En plein démarrage des Assises nationales de la mobilité, et alors que ce bonus rencontre un véritable succès auprès des Français, la décision a immédiatement fait réagir les professionnels, rassemblés derrière le Club des villes et territoires cyclables. Son président, Pierre Serne, s’interroge :  “Faut-il participer aux Assises de la mobilité pendant les trois prochains mois ? Après un si mauvais signal de départ, nous attendons du gouvernement qu’il apporte des engagements (puisqu’après tout la loi de finances n’est pas encore votée), notamment à 11 jours de l’ouverture des Rencontres nationales du transport public et de notre 21e congrès national à Marseille.” Le Club rappelle notamment ” les bénéfices multiples, évalués, de l’usage du VAE en termes d’environnement, de santé publique et d’emploi.

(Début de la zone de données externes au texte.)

PR #7390, opened 2021-04-16
feat: emit an error reason before closing websocket

swist:
### Description 
Reasons for closing websocket are limited to 123 bytes.
We can, however, emit a final message before closing the
socket - we're using that here to send a non-truncated
version of the error to display in the UI

### Reviewer checklist
- [] Ensure docs are updated if necessary. (eg. if a user visible feature is being added or changed).


tolgadur (approved):
lgtm

PR #7405, opened 2021-04-20
test: test excluding streams threads for uncaught exception handler

wcarlson5:
(cherry picked from commit 6123c42c02d10c41d66f8aa20048763188d08ac3)

Streams no longer sets the java Thread uncaught exception handler and instead uses their own. The issue is once a thread has been replaced it throws the exception to finish killing the thread. Ksql however sets the java Thread uncaught exception handler globally, this calls System.exit(1), perviously the streams handler would override this so the stream threads would be excluded but now that is not the case.

We ignore the calls for the stream threads

### Testing done 

### Reviewer checklist


wcarlson5:
Integration tests to follow

stevenpyzhang (approved):
lgtm if jenkins passes

ksqldb-rest-app/pom.xml
```diff
@@ -177,6 +177,13 @@
             <scope>test</scope>
         </dependency>
 
+        <dependency>
+            <groupId>com.github.stefanbirkner</groupId>
+            <artifactId>system-rules</artifactId>
+            <version>1.19.0</version>
```
agavra, line 183: nit: all dependencies should be declared in the parent pom and versions should be declared as properties

ksqldb-rest-app/src/main/java/io/confluent/ksql/rest/util/KsqlUncaughtExceptionHandler.java
```diff
@@ -32,6 +33,9 @@ public KsqlUncaughtExceptionHandler(final Runnable flusher) {
 
   @SuppressFBWarnings
   public void uncaughtException(final Thread t, final Throwable e) {
+    if (t instanceof StreamThread) {
+      return;
```
agavra, line 37: we might want to create a testing-only constructor here where we can pipe down an action for this if branch. That way we can set a countdown latch or something and make sure that this branch is getting hit instead of relying on sleeps, which both will increase our test run time by a minute and also give us worse coverage

ksqldb-rest-app/src/main/java/io/confluent/ksql/rest/util/KsqlUncaughtExceptionHandler.java
```diff
@@ -15,23 +15,41 @@
...
+    this(flusher, "");
+  }
+
+  @VisibleForTesting
+  public KsqlUncaughtExceptionHandler(
+      final Runnable flusher,
+      final String streamsThreadMessage
+  ) {
     this.flusher = flusher;
+    this.streamsThreadMessage = streamsThreadMessage;
```
agavra, line 42: Thanks for addressing the comments! Is there any reason not to use a `CountDownLatch` here instead of a message that we want to print out? I just think that'll be a little cleaner (avoids the assert eventually call and reading to stdout)

ksqldb-rest-app/src/main/java/io/confluent/ksql/rest/util/KsqlUncaughtExceptionHandler.java
stevenpyzhang: @agavra I updated the test so that we keep trying to assert that a specific error message that's passed in through the uncaught handler constructor is printed to stderr, which is only done in this logic branch.

ksqldb-rest-app/src/main/java/io/confluent/ksql/rest/util/KsqlUncaughtExceptionHandler.java
wcarlson5: @stevenpyzhang Wrote this test, not trying to take credit for his work. I just did the 3 line fix. But my local build it messed up. It might be easier for Steven to just push his changes and open a new pr at this point...

agavra (approved):
Thanks @stevenpyzhang and @wcarlson5 :)

guozhangwang (approved):
LGTM.

ksqldb-rest-app/src/main/java/io/confluent/ksql/rest/util/KsqlUncaughtExceptionHandler.java
stevenpyzhang: it's latched now

stevenpyzhang:
waiting for build to pass will then merge

stevenpyzhang:
FYI, the test takes a while to wrap up in the after part where it stops the server, it spams the logs with ```[2021-04-22 19:06:10,223] WARN [Consumer clientId=_confluent-ksql-default_query_CSAS_S_1-2aca7365-9217-43ba-a8d7-cfdf406ad081-StreamThread-5-consumer, groupId=_confluent-ksql-default_query_CSAS_S_1] Error while fetching metadata with correlation id 2533 : {PAGEVIEW_TOPIC=UNKNOWN_TOPIC_OR_PARTITION} (org.apache.kafka.clients.NetworkClient:1100)``` during this time

PR #7415, opened 2021-04-21
build: use proper artifact version during release builds

vcrfxia:
### Description 

Same as https://github.com/confluentinc/ksql/pull/7406 but more targeted. This PR fixes the bug with the maven and docker artifact versions, and leaves the deb, rpm, and archive versions as is. @andrewegel is it correct for the archive version to be the save as the deb and rpm versions, or should it match the maven and docker versions instead?

### Reviewer checklist

### DIFF
--- a/build-packages.sh
+++ b/build-packages.sh
@@ -64,10 +64,12 @@ done
 if [[ "${FULL_VERSION}" =~ ^[0-9]+.[0-9]+.[0-9]+-rc[0-9]+$ ]]; then
     RELEASE="0.${FULL_VERSION##*-rc}"
     VERSION="${FULL_VERSION%%-rc*}"
+    MAVEN_ARTIFACT_VERSION="${FULL_VERSION}"
 elif [[ "${FULL_VERSION}" =~ ^[0-9]+.[0-9]+.[0-9]+$ ]]; then
     RELEASE=1
     VERSION="${FULL_VERSION}"
     FULL_VERSION="${FULL_VERSION}-${RELEASE}"
+    MAVEN_ARTIFACT_VERSION="${VERSION}"
 else
     error "Unknown version format '${FULL_VERSION}' "
 fi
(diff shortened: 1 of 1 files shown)


lct45:
Since I reverted 7406 this morning should Maven Settings, RPM, and Archive have `VERSION` instead of `FULL_VERSION`?

vcrfxia:
I don't understand your question. My branch is on top of your revert from this morning: https://github.com/vcrfxia/ksql/commits/vxia-ksql-db-release-rpm-version

lct45:
Ah sorry, I thought we wanted to revert the revert (so put back the changes from yesterday) and then make your additional tweaks so it works for both full releases and candidates.

I think your changes in this PR correctly fix the issues my patch, 7406, but since I undid the patch this morning I think we need to put back in a few of the other changes

vcrfxia:
I thought the original version (what this branch is built on) was already working for candidates, and we only need changes to get it working for release builds as well? The changes in this PR are targeted such that only the behavior of release builds are affected.

If you have ideas on how to get this working and want to own the fix (and testing), that'd actually be great. I just wanted to open this as an alternative way to approach the bugfix since I think it's more contained than trying to use some combination of VERSION and FULL_VERSION everywhere as the previous PR did. Feel free to subsume this PR with another one.

andrewegel:
> @andrewegel is it correct for the archive version to be the save as the deb and rpm versions, or should it match the maven and docker versions instead?

Its up to you really - version values in archives don't really have any meaning as they're not part of a package manager. My suggestion would be to drop anything after the `-` in the version field. 

Getting a PR build working (pass in real params against a sha that builds correctly) is going to inspire more confidence your modifications work here.

vcrfxia:
Thanks. Updated the PR to drop the `-1` from the tgz version (for release builds).

andrewegel (approved):
Green PR build with parameters passed in.

Issue #7358, opened 2021-04-08
PUSH queries get blocked when the Vert.x event-loop handling the request is running another push query


spena:
**Describe the bug**
The issue is with the number of PUSH queries that can be executed by KSQL. This issue was found by a user who said some KSQL queries were stuck and not responding. 

The problem is when running several PUSH queries, sometimes some queries do not respond. Consequent queries may or may not respond. Sometimes, the user could run 4 queries in a row, the 5th gets stuck, but the 6th and 7th queries could  be run without issues. Killing one query may or may not affect the 5th query. Sometimes, you kill 1 query, and the 5th is still stuck, but you kill another query, and the 5th query starts running and streaming data. This behavior is not consistent.

I found out the issue is related to how Vert.x handles the PUSH queries requests. Vert.x has two different types of threads, event loop threads and worker threads.

Event loop threads are configured by the `ksql.verticle.instances` configuration (default: 2 * CPU cores). An event loop is a thread that handles a request on the KSQL endpoints. Event loops do not block a request. An event loop thread quickly handles the request and respond to the user. If the request needs to do some heavy work, such as PUSH queries which stream data until terminated, then the event loop puts these requests into a queue, so they are handled by the worker threads.

```
public static final String VERTICLE_INSTANCES = KSQL_CONFIG_PREFIX + "verticle.instances";
  public static final int DEFAULT_VERTICLE_INSTANCES =
      2 * Runtime.getRuntime().availableProcessors();
  public static final String VERTICLE_INSTANCES_DOC =
      "The number of server verticle instances to start per listener. Usually you want at least "
          + "many instances as there are cores you want to use, as each instance is single "
          + "threaded.";
```

Worker threads are configured by the `ksql.worker.pool.size` configuration (default: 100). Worker threads can handle code that may block. So the reason of having 100 works by default. Worker threads are not in sync with event loop threads. An event loop thread puts a request into a queue and returns a response to the client. A worker thread later picks a request from the queue and executes it for as long as it needs to (PUSH queries for instance).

Le VAE étend le domaine d’emploi du vélo, en touchant des personnes jusqu’alors éloignées de ce mode : les actifs, les femmes, les personnes de plus de 50 ans, les personnes souffrant de handicap.” Quant à l’enjeu financier, Pierre Serne a beau jeu de rappeler qu’avec le montant d’une seule prime pour l’achat d’une voiture électrique, on finance celles de “30 vélos à assistance électrique. L’enjeu n’est donc manifestement pas les économies réalisées”. En risquant de ralentir l’essor du VAE, l’abandon du bonus pourrait également avoir des conséquences sur la filière économique créatrice d’emplois locaux qui commence à se structurer autour de ce marché.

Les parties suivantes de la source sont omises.